**TASK TO CARRY OUT:** In full and without alteration, write out the records.

------------------------

PR #1399, opened 2026-02-27
Bug fixes

myronkscott:
Fixes group manager hang.

Shutdown immediate needs to ignore stage and thread shutdown

Add PASSIVE-REPLICA-START mode to differentiate from PASSIVE-RELAY

### DIFF
--- a/tc-server/src/main/java/com/tc/net/groups/TCGroupManagerImpl.java
+++ b/tc-server/src/main/java/com/tc/net/groups/TCGroupManagerImpl.java
@@ -1258,9 +1258,12 @@ public class TCGroupManagerImpl implements GroupManager<AbstractGroupMessage>, C
           }
 
           @Override
-          public synchronized void complete() {
-            start();
-            signalComplete();
+          public void complete() {
+            try {
+              start();
+            } finally {
+              signalComplete();
+            }
           }
 
           private synchronized void signalComplete() {
--- a/tc-server/src/main/java/com/tc/l2/ha/L2HACoordinator.java
+++ b/tc-server/src/main/java/com/tc/l2/ha/L2HACoordinator.java
@@ -57,7 +57,7 @@ public class L2HACoordinator implements L2Coordinator, ConnectionIDFactoryListen
   private ReplicatedClusterStateManager                     rClusterStateMgr;
 
   public L2HACoordinator(Logger consoleLogger, DistributedObjectServer server,
-                         StateManager stateManager, 
+                         StateManager stateManager,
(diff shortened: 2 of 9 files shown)


mathieucarbou-ibm (approved):

mathieucarbou-ibm:
@myronkscott : is `PASSIVE-REPLICA-START` a state that can be observed from diagnostic port ? If yes, @guptakshit: do not forget to also add it to the LogicalState enum in platform. Thanks!

guptakshit:
> @myronkscott : is `PASSIVE-REPLICA-START` a state that can be observed from diagnostic port ? If yes, @guptakshit: do not forget to also add it to the LogicalState enum in platform. Thanks!

Yes, we’ll need to do that once these changes are released and the core version is upgraded in platform.

guptakshit (approved):

tc-server/src/main/java/com/tc/net/groups/TCGroupManagerImpl.java
```diff
@@ -1258,9 +1258,12 @@ private void start() {
           }
 
           @Override
-          public synchronized void complete() {
-            start();
-            signalComplete();
+          public void complete() {
+            try {
+              start();
```
devendra-ibm, line 1263: is it okay to complete the current state irrespective of any kind of exception. ?

devendra-ibm (approved):

tc-server/src/main/java/com/tc/net/groups/TCGroupManagerImpl.java
myronkscott: yes.   completion just indicates the next state can run.  This it true regardless of exception.

myronkscott:
> @myronkscott : is `PASSIVE-REPLICA-START` a state that can be observed from diagnostic port ? If yes, @guptakshit: do not forget to also add it to the LogicalState enum in platform. Thanks!

Yes.  This new state is observable.

tc-server/src/main/java/com/tc/net/groups/TCGroupManagerImpl.java
```diff
@@ -1258,9 +1258,12 @@ private void start() {
           }
 
           @Override
-          public synchronized void complete() {
-            start();
-            signalComplete();
+          public void complete() {
```
guptakshit, line 1261: will removing synchronized have any effect as it's present on method signalComplete() but not on method start()?

myronkscott: we only need the synchronized for notification.  There is only a single caller of complete.

PR #1400, opened 2026-03-02
Remove TCPropertyStore and back TCProperties with a JDK type

chrisdennis:


common/src/main/java/com/tc/properties/TCPropertiesImpl.java
```diff
@@ -62,30 +63,23 @@ public class TCPropertiesImpl implements TCProperties {
...
-  private final TCPropertyStore         props                      = new TCPropertyStore();
+  private final Map<String, String>         props                      = new LinkedHashMap<>();
 
-  private static final ThreadLocal<TCPropertyStore>         localTcProperties          = new InheritableThreadLocal<>() {
-    @Override
-    protected TCPropertyStore initialValue() {
-      return new TCPropertyStore();
-    }
-  };
+  private final ThreadLocal<Map<String, String>>         localTcProperties          = new InheritableThreadLocal<>();
```
myronkscott, line 68: this shouldn't be static?

myronkscott (approved):
Just one question.  Modernization is good.  I'm tempted to create a TCThreadGroup local and store the values there.

common/src/main/java/com/tc/properties/TCPropertiesImpl.java
chrisdennis: This becomes static via the singleton nature of TCProperties. I assumed that if we ever want more TCPropertiesImpl instances they would need independent thread local properties.

jhouserizer (approved):
looks safe to me!

PR #1402, opened 2026-03-07
Fix shutdown

myronkscott:
The purpose of this PR is to reimplement and reorganize shutdown code to be more reliable under both process and inline servers.  

Inline servers must always observe full organized shutdown to work properly while process servers can sometimes require immediate shutdown where the server just exits.  

Here we pull all the extra thread waiting and shutdown code into TCServer from DSO more clearly separating responsibility.  

DSO "shutdown" via state change which triggers shutdown of each subunit.

TCServerImpl is responsible for waiting until; DSO is complete then making sure all the threads of TCThreadGroup are retired and shutdown if immediate shutdown is not asked for or if inline server running.


common/src/main/java/com/tc/properties/TCPropertiesImpl.java
```diff
@@ -149,20 +154,27 @@ private void applyConfigOverrides(Map<String, String> overwriteProps) {
...
+                      + props.get(key) + ". This will not be overridden to " + propertyValue
+                      + " from the tc-config file");
         }
-        locals.put(key, value);
       } else {
-        logger.warn("The property \"" + propertyName + "\" was set by local settings to "
-                    + props.get(key) + ". This will not be overridden to " + propertyValue
-                    + " from the tc-config file");
+        props.put(key, value);
+        logger.info("The property \"" + propertyName + "\" was overridden to " + propertyValue + " from "
```
jhouserizer: Better wording!

jhouserizer (approved):
Refactoring of thread/logic all looks ok to me.

chrisdennis (changes requested):
When doing a gradle upgrade you need to run the wrapper task twice... or more specifically:
```bash
$ ./gradlew wrapper --gradle-version=8.14.4
$ ./gradlew wrapper
```
The first invocation just updates the properties file... the second one will fetch the new jars and bash/windows scripts.

myronkscott:
> When doing a gradle upgrade you need to run the wrapper task twice... or more specifically:
> 
> ```shell
> $ ./gradlew wrapper --gradle-version=8.14.4
> $ ./gradlew wrapper
> ```
> 
> The first invocation just updates the properties file... the second one will fetch the new jars and bash/windows scripts.



> When doing a gradle upgrade you need to run the wrapper task twice... or more specifically:
> 
> ```shell
> $ ./gradlew wrapper --gradle-version=8.14.4
> $ ./gradlew wrapper
> ```
> 
> The first invocation just updates the properties file... the second one will fetch the new jars and bash/windows scripts.

Thanks.  Fixed

chrisdennis (approved):

mathieucarbou (approved):

PR #1404, opened 2026-03-25
TDB-19412: Fix properties object returned without the incoming properties when cif is null

mathieucarbou-ibm:
This is a proposed fix for https://github.com/Terracotta-OSS/terracotta-platform/pull/1268#issuecomment-4127830174 but I have no clue how much it can impact other places


jhouserizer (approved):
would be nice to have Myron comment on whether any unexpected side-effect could come in other scenarios

myronkscott (approved):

------------------------

**SOLUTION TO THE EXERCISE:**
PR #1399, opened 2026-02-27
Bug fixes

myronkscott:
Fixes group manager hang.

Shutdown immediate needs to ignore stage and thread shutdown

Add PASSIVE-REPLICA-START mode to differentiate from PASSIVE-RELAY

### DIFF
--- a/tc-server/src/main/java/com/tc/net/groups/TCGroupManagerImpl.java
+++ b/tc-server/src/main/java/com/tc/net/groups/TCGroupManagerImpl.java
@@ -1258,9 +1258,12 @@ public class TCGroupManagerImpl implements GroupManager<AbstractGroupMessage>, C
           }
 
           @Override
-          public synchronized void complete() {
-            start();
-            signalComplete();
+          public void complete() {
+            try {
+              start();
+            } finally {
+              signalComplete();
+            }
           }
 
           private synchronized void signalComplete() {
--- a/tc-server/src/main/java/com/tc/l2/ha/L2HACoordinator.java
+++ b/tc-server/src/main/java/com/tc/l2/ha/L2HACoordinator.java
@@ -57,7 +57,7 @@ public class L2HACoordinator implements L2Coordinator, ConnectionIDFactoryListen
   private ReplicatedClusterStateManager                     rClusterStateMgr;
 
   public L2HACoordinator(Logger consoleLogger, DistributedObjectServer server,
-                         StateManager stateManager, 
+                         StateManager stateManager,
(diff shortened: 2 of 9 files shown)


mathieucarbou-ibm (approved):

mathieucarbou-ibm:
@myronkscott : is `PASSIVE-REPLICA-START` a state that can be observed from diagnostic port ? If yes, @guptakshit: do not forget to also add it to the LogicalState enum in platform. Thanks!

guptakshit:
> @myronkscott : is `PASSIVE-REPLICA-START` a state that can be observed from diagnostic port ? If yes, @guptakshit: do not forget to also add it to the LogicalState enum in platform. Thanks!

Yes, we’ll need to do that once these changes are released and the core version is upgraded in platform.

guptakshit (approved):

tc-server/src/main/java/com/tc/net/groups/TCGroupManagerImpl.java
```diff
@@ -1258,9 +1258,12 @@ private void start() {
           }
 
           @Override
-          public synchronized void complete() {
-            start();
-            signalComplete();
+          public void complete() {
+            try {
+              start();
```
devendra-ibm, line 1263: is it okay to complete the current state irrespective of any kind of exception. ?

devendra-ibm (approved):

tc-server/src/main/java/com/tc/net/groups/TCGroupManagerImpl.java
myronkscott: yes.   completion just indicates the next state can run.  This it true regardless of exception.

myronkscott:
> @myronkscott : is `PASSIVE-REPLICA-START` a state that can be observed from diagnostic port ? If yes, @guptakshit: do not forget to also add it to the LogicalState enum in platform. Thanks!

Yes.  This new state is observable.

tc-server/src/main/java/com/tc/net/groups/TCGroupManagerImpl.java
```diff
@@ -1258,9 +1258,12 @@ private void start() {
           }
 
           @Override
-          public synchronized void complete() {
-            start();
-            signalComplete();
+          public void complete() {
```
guptakshit, line 1261: will removing synchronized have any effect as it's present on method signalComplete() but not on method start()?

myronkscott: we only need the synchronized for notification.  There is only a single caller of complete.

PR #1400, opened 2026-03-02
Remove TCPropertyStore and back TCProperties with a JDK type

chrisdennis:


common/src/main/java/com/tc/properties/TCPropertiesImpl.java
```diff
@@ -62,30 +63,23 @@ public class TCPropertiesImpl implements TCProperties {
...
-  private final TCPropertyStore         props                      = new TCPropertyStore();
+  private final Map<String, String>         props                      = new LinkedHashMap<>();
 
-  private static final ThreadLocal<TCPropertyStore>         localTcProperties          = new InheritableThreadLocal<>() {
-    @Override
-    protected TCPropertyStore initialValue() {
-      return new TCPropertyStore();
-    }
-  };
+  private final ThreadLocal<Map<String, String>>         localTcProperties          = new InheritableThreadLocal<>();
```
myronkscott, line 68: this shouldn't be static?

myronkscott (approved):
Just one question.  Modernization is good.  I'm tempted to create a TCThreadGroup local and store the values there.

common/src/main/java/com/tc/properties/TCPropertiesImpl.java
chrisdennis: This becomes static via the singleton nature of TCProperties. I assumed that if we ever want more TCPropertiesImpl instances they would need independent thread local properties.

jhouserizer (approved):
looks safe to me!

PR #1402, opened 2026-03-07
Fix shutdown

myronkscott:
The purpose of this PR is to reimplement and reorganize shutdown code to be more reliable under both process and inline servers.  

Inline servers must always observe full organized shutdown to work properly while process servers can sometimes require immediate shutdown where the server just exits.  

Here we pull all the extra thread waiting and shutdown code into TCServer from DSO more clearly separating responsibility.  

DSO "shutdown" via state change which triggers shutdown of each subunit.

TCServerImpl is responsible for waiting until; DSO is complete then making sure all the threads of TCThreadGroup are retired and shutdown if immediate shutdown is not asked for or if inline server running.


common/src/main/java/com/tc/properties/TCPropertiesImpl.java
```diff
@@ -149,20 +154,27 @@ private void applyConfigOverrides(Map<String, String> overwriteProps) {
...
+                      + props.get(key) + ". This will not be overridden to " + propertyValue
+                      + " from the tc-config file");
         }
-        locals.put(key, value);
       } else {
-        logger.warn("The property \"" + propertyName + "\" was set by local settings to "
-                    + props.get(key) + ". This will not be overridden to " + propertyValue
-                    + " from the tc-config file");
+        props.put(key, value);
+        logger.info("The property \"" + propertyName + "\" was overridden to " + propertyValue + " from "
```
jhouserizer: Better wording!

jhouserizer (approved):
Refactoring of thread/logic all looks ok to me.

chrisdennis (changes requested):
When doing a gradle upgrade you need to run the wrapper task twice... or more specifically:
```bash
$ ./gradlew wrapper --gradle-version=8.14.4
$ ./gradlew wrapper
```
The first invocation just updates the properties file... the second one will fetch the new jars and bash/windows scripts.

myronkscott:
> When doing a gradle upgrade you need to run the wrapper task twice... or more specifically:
> 
> ```shell
> $ ./gradlew wrapper --gradle-version=8.14.4
> $ ./gradlew wrapper
> ```
> 
> The first invocation just updates the properties file... the second one will fetch the new jars and bash/windows scripts.



> When doing a gradle upgrade you need to run the wrapper task twice... or more specifically:
> 
> ```shell
> $ ./gradlew wrapper --gradle-version=8.14.4
> $ ./gradlew wrapper
> ```
> 
> The first invocation just updates the properties file... the second one will fetch the new jars and bash/windows scripts.

Thanks.  Fixed

chrisdennis (approved):

mathieucarbou (approved):

PR #1404, opened 2026-03-25
TDB-19412: Fix properties object returned without the incoming properties when cif is null

mathieucarbou-ibm:
This is a proposed fix for https://github.com/Terracotta-OSS/terracotta-platform/pull/1268#issuecomment-4127830174 but I have no clue how much it can impact other places


jhouserizer (approved):
would be nice to have Myron comment on whether any unexpected side-effect could come in other scenarios

myronkscott (approved):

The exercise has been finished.